I do not know how to go about finding the limit of this sequence. I know it diverges to infinity yet I can't find terms to use the squeeze lemma effectively.
$a_n = \frac{n!}{n^{1000}}$
$\lim_{n\rightarrow\infty} \frac{n!}{n^{1000}}$
I know that when $n>1000$, the numerator will "run out" of denominators and the expression will grow, yet I don't know how to formally prove this divergence.
In addition to this, since it is a sequence, no series laws can be applied.
Anyone have an idea on how to approach this type of problem?
Answer
I will first assume that $k$ is a positive integer.

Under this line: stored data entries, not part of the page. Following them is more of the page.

PR #118, opened 2025-06-23
Revised processing of HISTORY template (GEOSldas_HIST.rc)

weiyuan-jiang:
Revised and simplified processing of HISTORY template (GEOSldas_HIST.rc).
The revised HISTORY file provides examples for additional 2d HISTORY output.
When running a simulation in EASE grid tile space, 2d latlon-gridded outputs is now possible.  
When running a simulation in cubed-sphere tile space, 2d EASE grid output is now possible.

Successfully 0-diff tested by @gmao-rreichle  after https://github.com/GEOS-ESM/GEOSldas_GridComp/pull/118/commits/1ed302925e9cd3df940c8f68d3057bdba63f9f33

New functionality (2d output from EASE tile space and 2d output on EASE grid) verified by @gmao-rreichle

### DIFF
--- a/CHANGELOG.md
+++ b/CHANGELOG.md
@@ -11,7 +11,6 @@ and this project adheres to [Semantic Versioning](https://semver.org/spec/v2.0.0
 
 ### Added
 
-- Added EASE to Latlon and Cubed-Sphere to EASE history outputs
 - Added optional SLURM "constraint".
 - Added functionality to run on tile space of stretched cube-sphere grids.
 - Added python package for post-processing ObsFcstAna output.
@@ -19,6 +18,7 @@ and this project adheres to [Semantic Versioning](https://semver.org/spec/v2.0.0
 
 ### Changed
 
+- Revised processing of HISTORY template (GEOSldas_HIST.rc).
 - Switch to using EASE grid tools in MAPL.
 - Specify only ntasks_model for SLURM resource request.
 - Revisions for handling of Nens and special nml and mwtrm path/files in coupled land-atm DAS.
--- a/CHANGELOG.md
+++ b/CHANGELOG.md
@@ -11,6 +11,7 @@ and this project adheres to [Semantic Versioning](https://semver.org/spec/v2.0.0
 
 ### Added
 
+- Added EASE to Latlon and Cubed-Sphere to EASE history outputs
 - Added optional SLURM "constraint".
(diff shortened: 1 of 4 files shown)


weiyuan-jiang:
Verification of the outputs is needed

gmao-rreichle:
@weiyuan-jiang : I tried to simplify and clean up the processing of the HIST rc template in this commit https://github.com/GEOS-ESM/GEOSldas_GridComp/pull/118/commits/65abe5ea2c0d102daccc3cc28f27c1eab8484e68

Unfortunately, this required touching `ldas_setup` again, although it's probably not too difficult to port the changes into #107 once the present PR has been finalized and merged.  Sorry about that!

I did not 0-diff test the PR, nor did I test its implied new functionality (i.e., output EASE simulations on a 2d lat/lon grid).  

Because I eliminated the "ASSIM" flag of process_hist.csh, it's possible my changes break the assim tests, depending on whether Matt's tests have a fixed HISTORY rc file or rely on the HISTORY.rc file produced by ldas_setup.  We can fix this later if needed.  If so, my preference is to update the test config files (i.e., add HISTORY.rc files to the tests if they don't have it now), rather than edit the source code again. 

For now, please take a look at my changes and let me know if you see any obvious errors or issues.  Thanks!

gmao-rreichle:
> It looks right. But I will need to run the ldas_setup and compare the output. Are you going to remove 'SMAP_L4_SM_gph' for all simulation?

The idea is to have the same pre-defined collections as before, including 'SMAP_L4_SM_gph', although the latter always remains turned off when the HISTORY rc file is produced by ldas_setup from the GEOSldas_HIST.rc template.  The user can easily edit the resulting HISTORY file and turn on the 'gph' collection if desired.  

More generally, it's impossible to isolate the user completely from editing HISTORY.rc, and it makes little sense to write 'gph' when GEOSldas does assimilation and 'lnd' otherwise (which is the current behavior).   

Now that EASE tile space can be regridded to lat/lon via MAPL, we no longer need to restrict the options like we did before. Generally, I still think a simulation on the EASE tile space should write output in tile space.  But there's nothing wrong with offering the 2d lat/lon output as an option.  (Previously, uncommenting the 2d output for an EASE tile space would have resulted in garbage.)

gmao-rreichle (approved):

Issue #119, opened 2025-06-24
Is GEOSldas_LDAS.rc ignored?


weiyuan-jiang:
The default values in GEOSldas_LDAS.rc are not captured in this function [_produceExeInp](https://github.com/GEOS-ESM/GEOSldas_GridComp/blob/dd54caaed49d86edb46183cd9845c6207fff42ac/GEOSldas_App/ldas_setup#L1636)
Is that intentional or a bug ?

@saraqzhang @gmao-rreichle

gmao-rreichle:
Not sure what exactly isn't captured.  There are no defaults for [EXP_ID, EXP_DOMAIN, ..., BCS_RESOLUTION].
Then there's the block:
https://github.com/GEOS-ESM/GEOSldas_GridComp/blob/dd54caaed49d86edb46183cd9845c6207fff42ac/GEOSldas_App/ldas_setup#L1778
where the behavior depends on ladas_cpl.  Which case are you asking about?

weiyuan-jiang:
> > Maybe this is a bug introduced by me. The default values should be added to the output [out_dict](https://github.com/GEOS-ESM/GEOSldas_GridComp/blob/dd54caaed49d86edb46183cd9845c6207fff42ac/GEOSldas_App/ldas_setup#L1832)
> 
> This particular line is related to GEOS_SurfaceGridComp.rc
> 
> > But somehow the lines saved here are not used. [lines](https://github.com/GEOS-ESM/GEOSldas_GridComp/blob/dd54caaed49d86edb46183cd9845c6207fff42ac/GEOSldas_App/ldas_setup#L1790)
> 
> This particular line is related to GEOSldas_LDAS.rc
> 
> How are these two code sections connected? There may be nothing wrong here
The values in GEOSldas_LDAS.rc are not in out_dic.  So my original question still holds: Is this intentional?

gmao-rreichle:
> The values in GEOSldas_LDAS.rc are not in out_dic. So my original question still holds: Is this intentional?

Thanks, @weiyuan-jiang!  I see the issue now.  The "out_dict" argument for _ProduceExeInp() was added to create a copy of the sample exeinp file inside memory for the coupled land-atm DAS setup (i.e., avoid writing and reading back the sample exeinp file).  It is meant to capture all default values that come with the tag (including those in GEOSldas_LDAS.rc and GEOS_SurfaceGridComp.rc).  

[...]

PR #120, opened 2025-06-24
fixed default values from GEOSldas_LDAS.rc for ladas

weiyuan-jiang:


gmao-rreichle:
See https://github.com/GEOS-ESM/GEOSldas_GridComp/issues/119#issuecomment-3001816445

Observe that $$ \frac{n!}{n^k}=\frac{n}{n}\frac{n-1}{n}\cdots\frac{n-k+1}{n}(n-k)!\geq \Big(1-\frac{k-1}{n}\Big)^k(n-k)!\geq 2^{-k}(n-k)! $$ for all sufficiently large $n$. And $$ \lim_{n\to\infty}2^{-k}(n-k)!=\infty $$ for $k$ fixed, so the original sequence diverges as well.
If $k$ is a positive real number but not an integer, then if $j=\lceil k\rceil$ then $$\frac{n!}{n^k}\geq \frac{n!}{n^j}$$ so we can use the above argument.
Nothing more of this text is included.